Roles of editors in peer review

We believe LLMs could contribute to editors’ tasks in peer review by supporting the search for suitable reviewers, the initial screening of manuscripts, and the write-up of final decision letters from individual review reports.

Using LLMs could help editors to tackle one of their major challenges, i.e., reviewer shortage and the time-consuming task of identifying and inviting potential reviewers. Editors struggle to find sufficiently qualified reviewers and maintain reasonable turnaround times for their journals [14]. Since LLMs can support reviewers to write better reviews and submit their report more quickly, editors would likely have access to a larger and potentially more diverse and efficient pool of candidate reviewers. LLMs can also increase the pool of reviewers by opening it up to non-native English speakers (some of whom might be able to use various translation services to read a paper) and feed their opinion/views in broken English to LLMs and ask them to write a more presentable review in English. Furthermore, incorporating LLMs in existing databases that support editors in finding reviewers (e.g., Web of Science Reviewer Locator) [15] could potentially increase the likelihood of inviting more suitable reviewers. However, such automated reviewer selection mechanisms should be implemented with caution as sub-optimal implementation can lead to undesirable consequences [16]. Currently, ChatGPT does not seem very capable of performing this task, but with the inclusion of LLMs in search engines, one can expect such capacities to develop quickly.
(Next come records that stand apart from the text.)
PR #1232, opened 2015-09-01
Suppress noisy logs  [JIRA: RCS-281]

shino:
This PR consists of two independent commits.
### commit 8960fe2386b3dd9e1de47b0e95f89650eea1f0f1

This commit Suppresses warning log of unsatisfied PR in strong user get.
It is noisy because single node down should be considered as normal state
and neither direct client effects (weak user get will follow) nor operator
action needed.

To reproduce, setup multiple node cluster and stop one of the nodes.
Almost any request to riak cs let warning log like :

```
18:01:37.070 [warning] Fetching user record with strong option failed:
  <<"{pr_val_unsatisfied,3,2}">>
```
### commit f95acf0d14fe2ebee3d90cf3a774c0f9472147db

This filters out undefined log data notes at the beginning of handle_event.
It is a fix of bug of 2.1 development cycle (#1130).

Following log is an example which is output when GET `?torrent` is called.

```
12:15:29.888 [error] gen_event riak_cs_access_log_handler installed in
  webmachine_log_event terminated with reason: bad argument in call to
  lists:keyfind({access,user}, 1, undefined) in
  riak_cs_access_log_handler:handle_event/2 line 189
```

The fix revives log of "No WM route" that have been exists prior 2.1.
This commit also changes its log severity from error to debug
because the error indicates client error except in development
phase.  Just responding 4xx is sufficient.

### DIFF
--- a/src/riak_cs_riak_client.erl
+++ b/src/riak_cs_riak_client.erl
@@ -331,6 +331,8 @@ get_user_with_pbc(MasterPbc, Key, true) ->
 get_user_with_pbc(MasterPbc, Key, false) ->
     case strong_get_user_with_pbc(MasterPbc, Key) of
         {ok, _} = OK -> OK;
+        {error, <<"{pr_val_unsatisfied,", _/binary>>} ->
+            weak_get_user_with_pbc(MasterPbc, Key);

It should be noted though that there are legitimate concerns and limitations in using LLMs to expand and diversify reviewer pools. For example, prominent issues exist in terms of the availability of ChatGPT, which at the moment is unavailable in countries such as Iran, China, Russia, Venezuela and Ukraine (It should be noted that this is not because governments have censored it but because the service is made unavailable in those countries by its developers) [17]. In addition, while ChatGPT is currently freely available, it is unclear what business model will be chosen by its future investors, thereby introducing further accessibility inequalities (while this manuscript was under review, OpenAI released ChatGPT PLUS for $20/month). Even if a basic version would remain freely available, it is possible that more sophisticated versions with better functionality would become available to researchers/universities who can/will afford it.
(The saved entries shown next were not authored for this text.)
Issue #1229, opened 2015-08-31
Race conditions for gc status [JIRA: RCS-273]


shino:
Two race conditions:
- State (idle or runnning) and detialed information
  - StateName is come from riak_cs_gc_manager (gen_fsm)
  - Detailed information is from riak_cs_gc_batch (gen_server)
  - it's possible that the command says "A garbage collection batch is
    in progress" but no detailed information
- riak_cs_gc_batch may be dead at riak_cs_gc_batch:current_state(Pid)

Basho-JIRA:
No release note needed: new bug during development cycle. 

**_[posted via JIRA by Kota Uenishi]**_

Basho-JIRA:
This was introduced at RCS-199 

**_[posted via JIRA by Kota Uenishi]**_

PR #1234, opened 2015-09-03
Bugfix/gc status race

shino:
Addresses #1229 (RCS-273)

Before this PR, there are two race conditions:
1. Manager's state (idle or running) and detailed information from a batch process.
   It's possible that the command says "A garbage collection batch is
   in progress" but less detailed information
2. riak_cs_gc_batch may had been dead at riak_cs_gc_batch:current_state(Pid).

Introduced 'finishing' state for command output (not an actual state of certan
fsm). Just output "finishing" but no details for it in command line.
Also added try/catch to riak_cs_gc_batch:current_state() call

The first commit is the actual fix and second one is just for cosmetics.


kuenishi:
@borshop merge

kuenishi:
@borshop: retry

Apart from supporting the identification of reviewers and expanding reviewer pools, LLMs have the potential to contribute to editorial tasks in two other ways. First, LLMs could be used in initial screening of manuscripts, for instance to assess fit with journal scope or general quality. Even in preprint servers where there are practically no editors, LLMs could enhance automated reviews to address the concern commonly voiced regarding preprints, i.e., that such unreviewed papers may disseminate substandard quality research or unvetted knowledge. While it is difficult to find reviewers to check all published preprints, LLMs could either automatically perform triage (e.g., initial quality checks to filter or flag problematic research), or support editorial staff to perform such inspections more efficiently. Partly, this is already done [3, 4] but future LLMs could enhance these applications. In fact, one could imagine a system in which preprint servers and journals demand authors to have their work reviewed by automated tools prior to submission. The LLM-generated review report and authors’ way of addressing the feedback, could then be part of the submission. If organized effectively, this would provide a way of scaling up innovative publishing models, for example, the publish-review-curate model, which could improve the quality of the scientific record (with the above mentioned caveat that overreliance on LLMs could perpetuate and/or carry forward biases).
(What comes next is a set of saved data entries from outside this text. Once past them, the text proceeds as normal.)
Issue #1166, opened 2015-06-16
Header parsing in AWS v4 should ignore spaces after commas [JIRA: RCS-214]


gdoteof:
Riak_cs appears to be strict in it's parsing of the `Authorization` header.

Header that looks for example like (NOTE SPACES BETWEEN FIELDS): 

```
Authorization: AWS4-HMAC-SHA256 Credential=QQS2D16QNR6NI1EXAMPLE/20150616/us-east-1/s3/aws4_request, SignedHeaders=host;x-amz-content-sha256;x-amz-date, Signature=242a08fc8b580025f3e02dde5bcdf2dd5d36c614d401252489a8EXAMPLE
```

Will parse the AuthResult as (note space before `SignedHeaders`)

```
[{"Credential":"QQ.."}, {" SignedHeaders":"host.."}..]
```

And then the lookup will fail

here(ish):

https://github.com/basho/riak_cs/blob/03032ffb326a20ac9961b1b3c6e1b9fbffc18583/src/riak_cs_s3_auth.erl#L198

shino:
@gdoteof Thanks for reporting.

By reading the AWS S3 doc [1], it seems that the separator for these
elements is only a comma, but a space is not mentioned.

```
The following is an example of the Authorization header value. Line
breaks are added to this example for readability:

Authorization: AWS4-HMAC-SHA256 Credential=AKIAIOSFODNN7EXAMPLE/20130524/us-east-1/s3/aws4_request,
SignedHeaders=host;range;x-amz-date,
Signature=fe5f80f77d5fa3beca038a248ff027d0445342fe2855ddc963176630326f1024

Note that there is space between the first two components,
AWS4-HMAC-SHA256 and Credential, and that the subsequent components,
Credential, SignedHeaders, and Signature are separated by a comma.
```

Does your example with spaces after commas work well with AWS S3?

[1] http://docs.aws.amazon.com/AmazonS3/latest/API/sigv4-auth-using-authorization-header.html

gdoteof:
@shino Yes I did see that as well, I think it's rather ambiguous; especially as they added line breaks for "readability!"

Note here their python example _does_ use a space: http://docs.aws.amazon.com/general/latest/gr/sigv4-signed-request-examples.html

The library I found this with is https://github.com/brendanhay/amazonka -- and yes it does work with amazon s3 (this library hard codes the spaces in the header)

shino:
[...]

PR #1235, opened 2015-09-04
Trim spaces around commas

shino:
Addresses #1166 (RCS-214) 

AWS S3 python example does use a space after each comma:
http://docs.aws.amazon.com/general/latest/gr/sigv4-signed-request-examples.html


kuenishi:
I won't do manual reproduction with haskell libraries.... although `external_client_tests` passed.

shino:
@borshop merge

Second, LLMs could assist editors in writing final decision letters and summarizing individual review reports. This final stage of editorial work, integrating gate-keeping and quality improvement functions of peer review, is a core task of editors and one that potentially takes up a significant amount of their time. As this stage arguably involves little original contribution from the side of the editor, it is an obvious part of the editorial process that LLMs, even in their current state, can already contribute to. Regardless of how LLMs will be employed to support editors, we believe that when such systems are used, this should be transparently disclosed on journals’ websites or as part of editors’ decision letters to authors.

Functionality and quality of peer review

Discussions about the value and quality of peer review are centered on perceptions about the usefulness and impact of peer-review reports and the rigor and validity of the involved process. Using LLMs can impact both aspects in numerous ways. For example, in terms of usefulness, given the significance of providing a solution (on how to resolve highlighted problems) in peer review reports [18, 19], and the fact that human reviewers might not always be motivated to do this, LLMs could complement human skills to improve the usefulness of review reports. Of course, human researchers could always redact or revise insights provided by LLMs prior to the submission of reports but in principle, LLMs can improve researchers’ capabilities to provide more constructive feedback. Whether and how researchers will use these capabilities is more about personal preferences and perhaps the degree to which competition plays a role in a research area.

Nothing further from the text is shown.